# Wind Pressure for Facia and Soffit



## hansel (Nov 24, 2009)

Can someone tell me how I can calculate wind pressure on facia and soffit for an open structure?

I have an open structure with roof and facia and soffit. the roof angle to the horizontal is 15 degree.

I think ASCE7 6.5.13 applies to the roof. What about the facia and soffit?


----------



## McEngr (Nov 24, 2009)

hansel said:


> Can someone tell me how I can calculate wind pressure on facia and soffit for an open structure?I have an open structure with roof and facia and soffit. the roof angle to the horizontal is 15 degree.
> 
> I think ASCE7 6.5.13 applies to the roof. What about the facia and soffit?


For the main wind force resisting system, use the typical pressures from ASCE fig 6-10 without using the +/-GCPi.

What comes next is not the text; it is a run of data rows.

Issue #302, opened 2018-10-19
Make Apiary Card Component


rajadain:
Make a component for an Apiary card as shown:

![image](https://user-images.githubusercontent.com/1430060/47241970-74fec980-d3bb-11e8-9c1f-814213627ccc.png)

Apiaries should be listed in the order in which they were added, which should be the same order in the Redux state.

Make the delete button remove the apiary from the Redux state.

Use placeholders for scores.

PR #317, opened 2018-10-31
Make Apiary Card Component

rajadain:
## Overview

Breaks down the Apiary Card into a number of components, and populates them via state. Also added some dummy state to populate the cards.

Connects #302 

### Demo

image

## Testing Instructions

* Check out this branch and `beekeepers build`
* Go to [:8000/?beekeepers](http://localhost:8000/?beekeepers) and see the cards


src/icp/apps/beekeepers/js/src/components/CardButton.jsx
```diff
@@ -0,0 +1,28 @@
...
+};
+
+CardButton.propTypes = {
+    icon: string.isRequired,
+    filled: bool.isRequired,
+    onClick: func,
+};
+
+CardButton.defaultProps = {
+    onClick: () => {},
```
fungjj92: We don't need the onClick bits now in this component

src/icp/apps/beekeepers/js/src/propTypes.js
```diff
@@ -0,0 +1,37 @@
...
+
+export const Scores = shape(RASTERS.reduce(
+    (map, raster) => Object.assign(map, { [raster]: Score.isRequired }),
+    {},
+));
+
+export const Apiary = shape({
+    name: string.isRequired,
+    marker: string.isRequired,
+    location: LatLon.isRequired,
```
fungjj92: hm during development, requiring all of these Apiary fields will be infeasible. Some can be required, though, like `location`.

src/icp/apps/beekeepers/js/src/components/ScoreLabelTriplet.jsx
```diff
@@ -0,0 +1,21 @@
+import React from 'react';
```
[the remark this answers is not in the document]
rajadain: Haha that's quite the discovery. Will do.

src/icp/apps/beekeepers/js/src/components/ApiaryCard.jsx
```diff
@@ -0,0 +1,93 @@
...
+        marker,
+        name,
+        selected,
+        starred,
+        surveyed,
+        scores: { threeKm },
+    } = apiary;
+
+    const markerMod = (() => {
+        if (surveyed) {
```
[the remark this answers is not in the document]
rajadain: I was going off the CSS classes in the prototype for now:

https://github.com/project-icp/bee-pollinator-app/blob/afba6f5c24678ec8074981cd2eac45b84dea3003/prototype/beekeepers/src/sass/06_components/_marker.scss#L11-L21

but didn't spend too much time thinking about it because it is in flux.

src/icp/apps/beekeepers/js/src/constants.js
```diff
@@ -3,5 +3,22 @@ export const FORAGE_RANGE_5K = '5k';
 
 export const SORT_CREATED = 'SORT_CREATED';
 
+export const RASTER_HIVE_DENSITY = 'hive_density';
```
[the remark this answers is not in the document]
rajadain: I see your point. We may save some space by defining it as an object. Will switch to that.

src/icp/apps/beekeepers/js/src/propTypes.js
rajadain: We can use a placeholder address for the `name`. The `marker` is just a monotonically incrementing letter (A, B, C, ...), and we can use a placeholder `A` there as well. Why is it infeasible?

fungjj92: Hm I assumed types here operate like in typescript. In TS, type properties labelled as required if not fulfilled by an object defined as that type will cause app failure. Can an obj of type `Apiary` omit some of the listed properties and be valid?

rajadain: No it cannot, and neither should it, since we need to show the name and the marker for each card. But fulfilling them should be quite feasible.

fungjj92: A clarification. I wasn't referring to the fields above this comment in particular, rather `Apiary` as a whole. I could have placed my comment elsewhere for better clarity.

In general where I'm coming from is that strict and overly-detailed types early during development can be an unhelpful amount of structure to fulfill.

src/icp/apps/beekeepers/js/src/components/CardButton.jsx
rajadain: This is so we can pass in a handler for the delete apiary button.

src/icp/apps/beekeepers/js/src/propTypes.js
rajadain: Following an in-person conversation, I'm deciding to keep these since otherwise we'd have to think of empty states in the UI (when these props are not supplied).

rajadain:
The fixups apply the suggestions to the codebase. This is ready for another look!

src/icp/apps/beekeepers/js/src/components/ScoresLabel.jsx
```diff
@@ -0,0 +1,21 @@
+import React from 'react';
+import { arrayOf, string } from 'prop-types';
+
+import { Score } from '../propTypes';
+import { toDashedString, toSpacedString } from '../utils';
+
+const ScoreLabelTriplet = ({ raster, scores }) => (
```
fungjj92: Ctrl+f for `ScoreLabelTriplet` --> `ScoresLabel`

src/icp/apps/beekeepers/js/src/components/Sidebar.jsx
```diff
@@ -1,19 +1,47 @@
...
+                <div className="controls__select">
+                    <select>
+                        <option value="one">one</option>
+                        <option value="two">two</option>
+                        <option value="three">three</option>
+                    </select>
+                </div>
+            </div>
+            <ul className="card-container">
+                {apiaries.map(apiary => <ApiaryCard key={apiary.marker} apiary={apiary} />)}
```
fungjj92: Can we move this mapping operation to a variable before the `return`?

rajadain:
Thanks for reviewing! Squashing the fixups now, will wait for that to pass CI before merging.

rajadain:
Finally green! Merging this now. 🥗

Issue #300, opened 2018-10-19
Add Map Interactions


rajadain:
- [x] Show markers on the map for apiaries in the Redux State
- [x] Make clicking on the map add an apiary

rajadain:
Consider using the revised apiary state structure from #317:

```js
const initialState = {
    sortBy: SORT_CREATED,
    forageRange: FORAGE_RANGE_3K,
    apiaries: [
        // TODO Remove dummy data
        {
            name: '423 Waltz Road',
            marker: 'A',
            location: {
                lat: 1.0,
                lon: 1.0,
            },
            scores: {
                threeKm: {
                    [RASTER_HIVE_DENSITY]: { data: 26, error: null },
                    [RASTER_HABITAT]: { data: 13, error: null },
                    [RASTER_PESTICIDE]: { data: 20, error: null },
                    [RASTER_FORAGE_SPRING]: { data: 61, error: null },
                    [RASTER_FORAGE_SUMMER]: { data: 54, error: null },
                    [RASTER_FORAGE_FALL]: { data: 45, error: null },
                    [RASTER_OVERALL]: { data: 45, error: null },
                },
                fiveKm: {
                    [RASTER_HIVE_DENSITY]: { data: 26, error: null },
                    [RASTER_HABITAT]: { data: 13, error: null },
                    [RASTER_PESTICIDE]: { data: 20, error: null },
                    [RASTER_FORAGE_SPRING]: { data: 61, error: null },
                    [RASTER_FORAGE_SUMMER]: { data: 54, error: null },
                    [RASTER_FORAGE_FALL]: { data: 45, error: null },
                    [RASTER_OVERALL]: { data: 45, error: null },
                },
            },
            fetching: false,
            selected: false,
            starred: false,
            surveyed: false,
        },
    ],
};
```

PR #319, opened 2018-11-02
Map click adds marker to map and updates state

fungjj92:
## Overview

The app user's map usage will be pretty simple -- if the user clicks the map, an apiary marker should be added. There should also be markers for all apiaries in the list. This PR adds that functionality.

Connects #300 

### Demo
screen shot 2018-11-02 at 4 07 46 pm

screen shot 2018-11-02 at 4 07 40 pm

### Notes

Follow up work:
- Map should handle double click zooms vs single clicks to add a marker
- Marker styling should be a circle matching its corresponding card

## Testing Instructions

Click the map and see markers are added. Once a marker is added aka an apiary is added to the state's list of apiaries, the sidebar should change to the apiary card list. They are still dummy cards.

The `main` store also updates! You will need to add `main` to the store whitelist if you want to observe main persisting.

### DIFF
--- a/src/icp/apps/beekeepers/js/src/actions.js
+++ b/src/icp/apps/beekeepers/js/src/actions.js
@@ -2,4 +2,4 @@ import { createAction } from 'redux-act';
 
 export const setSort = createAction('Set apiary sort');
 export const setForageRange = createAction('Set forage range');
-export const setApiaryList = createAction('Adds a location to the apiary list');
+export const setApiaryList = createAction('Set the apiary list');
--- a/src/icp/apps/beekeepers/js/src/actions.js
+++ b/src/icp/apps/beekeepers/js/src/actions.js
@@ -2,3 +2,4 @@ import { createAction } from 'redux-act';
 
 export const setSort = createAction('Set apiary sort');
 export const setForageRange = createAction('Set forage range');
+export const addApiary = createAction('Adds a location to the apiary list');
--- a/src/icp/apps/beekeepers/js/src/actions.js
+++ b/src/icp/apps/beekeepers/js/src/actions.js
@@ -2,4 +2,4 @@ import { createAction } from 'redux-act';
 
 export const setSort = createAction('Set apiary sort');
 export const setForageRange = createAction('Set forage range');
-export const addApiary = createAction('Adds a location to the apiary list');
+export const setApiaryList = createAction('Adds a location to the apiary list');
--- a/src/icp/apps/beekeepers/js/src/components/Map.jsx
+++ b/src/icp/apps/beekeepers/js/src/components/Map.jsx
@@ -1,27 +1,49 @@
-import React from 'react';
+import React, { Component } from 'react';
 import { Map as LeafletMap, TileLayer } from 'react-leaflet';
 import { connect } from 'react-redux';
+import { arrayOf, object } from 'prop-types';
 
 import { MAP_CENTER, MAP_ZOOM } from '../constants';
 
-const Map = () => (
-    <div className="map">
-        <LeafletMap
-            center={MAP_CENTER}
-            zoom={MAP_ZOOM}
-        >
-            <TileLayer
-                attribution="&amp;copy <a href=&quot;http://osm.org/copyright&quot;>OpenStreetMap</a> contributors"
-                url="https://{s}.tile.openstreetmap.org/{z}/{x}/{y}.png"
-            />
-        </LeafletMap>
-    </div>
-);
+class Map extends Component {
+    constructor() {
+        super();
+        this.onClickAddMarker = this.onClickAddMarker.bind(this);
+    }
+
+    onClickAddMarker(event) {
+        window.console.log(event);
+        const { apiaries } = this.props;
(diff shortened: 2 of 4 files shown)


src/icp/apps/beekeepers/js/src/components/Map.jsx
```diff
@@ -1,27 +1,61 @@
...
+        const { apiaries } = this.props;
+        apiaries.push({
+            name: 'Geocoded name',
+            location: event.latlng,
+        });
+        store.dispatch(addApiary(apiaries));
+    }
+
+    render() {
+        return (
```
kellyi: I think you can remove the whole `shouldComponentUpdate` method above and move the marker rendering here, immediately before the `return` statement:

```
render() {
    const { apiaries } = this.props;
    window. console.warn(apiaries); // to check that they change
    const markers = apiaries.map(apiary => (
            <Marker key={`marker-${apiary.name}`} position={[apiary.location.lat, apiary.location.lng]} />
        ));
```

Then in the `return` statement below, replace `{this.markers}` with `{markers}`, which will display the constant just declared.

src/icp/apps/beekeepers/js/src/components/Map.jsx
```diff
@@ -1,27 +1,61 @@
...
+        ));
+    }
+
+    onClickAddMarker(event) {
+        const { apiaries } = this.props;
+        apiaries.push({
+            name: 'Geocoded name',
+            location: event.latlng,
+        });
+        store.dispatch(addApiary(apiaries));
```
kellyi: I'm not sure whether this is affecting it but there are a couple changes to try here:

First, `dispatch` is available as a prop here, so you can just get it from `const { apiaries, dispatch } = this.props;` by virtue of having connected the component.

Second, I think there might be some weirdness going on with the `push` method here -- `push` will mutate the array it's called on which means that it will add the value to the array stored in Redux, then dispatch an action which adds the value again? I think the desired outcome here is to concat a new apiary located at the clicked point to the existing list of apiaries, so either you could:

1. concat the new apiary to the list here, then send the whole list into Redux to concat it to the array
2. send this single apiary to Redux which will do the concat.

Looks like it's been set up to send the whole list in & replace, so I think you can do:

```
        const { apiaries, dispatch } = this.props;
        const newApiary = {
            name: 'Geocoded name',
            location: event.latlng,
        };

        const existingApiariesPlusNewApiary = apiaries.concat(newApiary); // returns a new list
        dispatch(addApiary(existingApiariesPlusNewApiary);
```

rajadain:
Taking a look now.

rajadain:
If this gets in before #317, I can make changes there to make sure this uses the `Apiary` prop type.

fungjj92:
No worries! I think it makes more sense to rebase this PR on #317.

src/icp/apps/beekeepers/js/src/components/Sidebar.jsx
```diff
@@ -12,9 +12,10 @@ const Sidebar = ({ apiaries }) => {
         return <Splash />;
     }
 
-    const apiaryCards = apiaries.map(apiary => (
-        <ApiaryCard key={apiary.marker} apiary={apiary} />
-    ));
+    const apiaryCards = apiaries.map((apiary, idx) => {
+        const key = String.fromCharCode(idx);
+        return <ApiaryCard key={key} apiary={apiary} />;
```
fungjj92: peh, i dont love this but for now to appease React's want of unique keys for change detection. this will need to get replaced with more unique info of the apiary. Since we have a bunch of repeat dummy data we don't have much to work off.

kellyi: Another thing you could do here is to `.join(', ')` on the coordinates list.

fungjj92: that's true, you can't have two points at the same coords

fungjj92: spoke too soon. id need to add a check for that. for now i'll keep this code as this

rajadain:
Taking another look.

src/icp/apps/beekeepers/js/src/actions.js
```diff
@@ -2,3 +2,4 @@ import { createAction } from 'redux-act';
 
 export const setSort = createAction('Set apiary sort');
 export const setForageRange = createAction('Set forage range');
+export const setApiaryList = createAction('Adds a location to the apiary list');
```
rajadain: Consider renaming the description of this action to "Set the apiary list"

src/icp/apps/beekeepers/js/src/components/Sidebar.jsx
rajadain: I think this solution is good for now. Consider adding a `// TODO` comment to change to something else once the dummy data is removed.

fungjj92:
Thank you for good reviews! I'll make those last suggestions and merge after Jenkins ✅

Issue #316, opened 2018-10-31
Implement Forage Range, Sort selectors


rajadain:
As shown in the mockup:

![image](https://user-images.githubusercontent.com/1430060/47813033-47514300-dd20-11e8-90cd-39c404ad4aca.png)

PR #324, opened 2018-11-07
Implement forage and sort dropdown selectors on sidebar

fungjj92:
## Overview

Continuing to build out the frontend, I converted the HTML dropdowns into react component dropdowns. These dropdowns will change the data and data arrangement in the apiary cards, eventually. Both dropdowns kick off their associated action (see gif) but you will only see data update in the sidebar when toggling the forage range dropdown.

Connects #316 

### Demo

dropdownselectsbees

### Notes

- The styling follows the prototype, which means there's a sllight discrepency with the wireframe
-  I changed the eslint config because the eslint rule the form format was complaining about was satisfied, there are several related issues out there see: https://github.com/evcohen/eslint-plugin-jsx-a11y/issues/302
- We don't know what the sorts will be, so for now that dropdown is pretty sparse
- I've updated the s3 bucket and file naming from say '3k' --> '3km' 

## Testing Instructions

Pull down the branch and toggle the dropdowns. See the actions in the console and the data change for forage range toggling.


rajadain:
I think the wireframe is more recent, and we should follow its styling. Can you confirm that, @jfrankl?

jfrankl:
@rajadain yes, the wireframes are more up to date than the prototype. If there are any specific questions about how to style a particular component, feel free to reach out.

fungjj92:
screen shot 2018-11-07 at 2 38 16 pm

Updated

fungjj92:
@jfrankl I truly don't know if I did BEM correctly, particularly as it pertains to the controls block.

jfrankl:
> @jfrankl I truly don't know if I did BEM correctly, particularly as it pertains to the controls block.

No problem! I am happy to take a look. This looks really close. One part that is off is that each CSS selector should contain, at maximum, one block, one element, and one modifier. The format is block__element--modifier. It's okay to not have an element or modifier. There should always be a block.

Your code seems to have two elements. The SCSS transpiles to `.sidebar__header__controls`.

If you unnest the `__controls` element, you'd get `.sidebar__controls`, which is valid BEM.

jfrankl:
Here is a quick BEM naming guide: http://getbem.com/naming/

I'm still learning BEM too. I am happy to talk through any unusual cases. The rest of the design team is available as well.

src/icp/apps/beekeepers/.eslintrc
```diff
@@ -15,6 +15,16 @@
         "react/jsx-indent": [2, 4],
         "react/jsx-indent-props": [2, 4],
         "max-statements": [0, 10],
+        "jsx-a11y/label-has-associated-control": [ "error", {
+            "required": {
+              "some": [ "nesting", "id"  ]
```
rajadain: Incorrect indentation: use 4 spaces.

src/icp/apps/beekeepers/.eslintrc
```diff
@@ -15,6 +15,16 @@
...
+            }
+        }],
+        "jsx-a11y/label-has-for": [ "error", {
+            "required": {
+            "some": [ "nesting", "id"  ]
```
rajadain: Missing indentation: use 4 spaces.

src/icp/apps/beekeepers/.eslintrc
rajadain: Also consider adding some detail in the commit message for why these rules are needed.

src/icp/apps/beekeepers/js/src/components/ApiaryCard.jsx
```diff
@@ -79,6 +85,11 @@ const ApiaryCard = ({ apiary }) => {
 
 ApiaryCard.propTypes = {
     apiary: Apiary.isRequired,
+    forageRange: string.isRequired,
 };
 
-export default ApiaryCard;
+function mapStateToProps(state) {
```
rajadain: Did you consider passing in `forageRange` as a prop from `Sidebar`, rather than connecting this to redux? I find that the fewer connected components there are, the easier it is to reason about an app. I'm not against this decision, just want to make sure it was considered.

src/icp/apps/beekeepers/js/src/constants.js
```diff
@@ -1,5 +1,10 @@
-export const FORAGE_RANGE_3K = '3k';
-export const FORAGE_RANGE_5K = '5k';
+export const FORAGE_RANGE_3KM = '3km';
+export const FORAGE_RANGE_5KM = '5km';
+
+export const FORAGE_RANGES = {
+    '3km': 'threeKm',
```
rajadain: Prefer reusing the constants defined above, to ensure the strings stay in sync:

```js
export const FORAGE_RANGES = {
    [FORAGE_RANGE_3KM]: 'threeKm',
    [FORAGE_RANGE_5KM]: 'fiveKm',
}
```

rajadain: I also have this nagging feeling that having these two representations is going to cause confusion down the line. We should think about using only one string constant per forage range if possible ... but that's a general comment and not necessarily pertinent to this PR.

src/icp/apps/beekeepers/js/src/constants.js
```diff
@@ -15,3 +20,5 @@ export const RASTERS = {
 
 export const MAP_CENTER = [37.899, -97.079];
 export const MAP_ZOOM = 10;
+
+export const SORT_OPTIONS = ['Default', 'Alphabetical'];
```
rajadain: If `SORT_CREATED` from above is not a valid sort option, consider deleting it.

Also, from a comment from @mmcfarland 	in Slack:

> I think the mockup says Default for the sort order, but we'll want each data layer as an option (ie, sort by Nesting score, Pesticide Score, etc)

If these sorts cannot be implemented in this card, make a follow up card for that work.

fungjj92: At the time I put up the PR I didn't know the sort types. I can implement the sorts Matt named.

src/icp/apps/beekeepers/js/src/constants.js
fungjj92: Hmm yeah, good feeling to bring up. While it is a valid solution to numbers in keys (`3km: ...`), I don't love the written version "threeKm" because it's awkward to human readers. Calling a variable in a key by enclosing in `[]` otherwise solves the original issue. For the UI, it is rigid requirement to show numerical values (3km, 5km) so let's go with that.
```
{ ...
    scores: {
        [FORAGE_RANGE_3KM]: { ...}
    }
}
```

src/icp/apps/beekeepers/js/src/components/ApiaryCard.jsx
fungjj92: This is interesting.
In the case of apiary cards, which are created and added to the UI conditionally, I am not sure what the component initialization process looks like with regard to getting data from parent or redux, and need to learn more. My intuition is that passing all data needed is cleaner in this case.

src/icp/apps/beekeepers/js/src/constants.js
```diff
@@ -11,5 +12,7 @@ export const INDICATORS = {
     FORAGE_FALL: 'forage_fall',
 };
 
+export const SORT_OPTIONS = [DEFAULT_SORT].concat(Object.values(INDICATORS));
```
rajadain: I wonder if we'll need to add a [polyfill for `Object.values`](https://www.npmjs.com/package/babel-plugin-transform-es2017-object-entries) which is [not supported in IE](https://developer.mozilla.org/en-US/docs/Web/JavaScript/Reference/Global_Objects/Object/values#Browser_compatibility).

fungjj92: I tested in IE11 on browserstack and everything works, no console errors. We have @babel/polyfill installed which I think does it. https://babeljs.io/docs/en/babel-polyfill https://github.com/zloirock/core-js#ecmascript-object

fungjj92:
Ready for re-review! 😪

rajadain:
Taking a look now.

fungjj92:
Thank you for the reviews! Merging.

Issue #320, opened 2018-11-05
Map should handle click scenarios withe more finesse


fungjj92:
As of #319, clicking the map adds a marker for an apiary. The map also zooms on double click. However, the two aren't differentiated and zooming this way drops a pin and adds an apiary to the list.

Assuming we want double-click-zoom functionality, we _don't_ want double clicks to drop a pin.

From #341, clicking the geocoder, or any map control for that matter, should not add an apiary marker either.

fungjj92:
Helpful indeed! Thank you.

Issue #301, opened 2018-10-19
Add Geocoder to Map Component


rajadain:
There should be a geocoder on the map as shown in the wireframes:

![image](https://user-images.githubusercontent.com/1430060/47241463-be4e1980-d3b9-11e8-9c6c-c25b207cf7ba.png)

Requires #300

fungjj92:
Requires #300

rajadain:
"Requires" can't be a comment, you have to edit the main description to include it.

PR #341, opened 2018-11-13
Add ESRI geocoder to map

fungjj92:
## Overview

The user should be able to search for a location on the map. This PR adds the ESRI geocoder, which is Civic Apps' standard geocoder choice. ESRI Geocoder will be helpful in the future when we have to reverse geocode apiary points for the default apiary name.

Connects #301 

### Demo

screen shot 2018-11-13 at 4 25 10 pm

### Notes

For components and cladding (probably you're real question), I would follow the design method as set forth in chapter 6 of ASCE. It says specifically in there what to use.


----------



## McEngr (Nov 24, 2009)

McEngr said:


> hansel said:
> 
> 
> > Can someone tell me how I can calculate wind pressure on facia and soffit for an open structure?I have an open structure with roof and facia and soffit. the roof angle to the horizontal is 15 degree.
> ...


You can also use the c&amp;c table for walls and design it without regard for the internal pressure. Done.


----------



## hansel (Nov 24, 2009)

McEngr said:


> McEngr said:
> 
> 
> > hansel said:
> ...


Thanks!


----------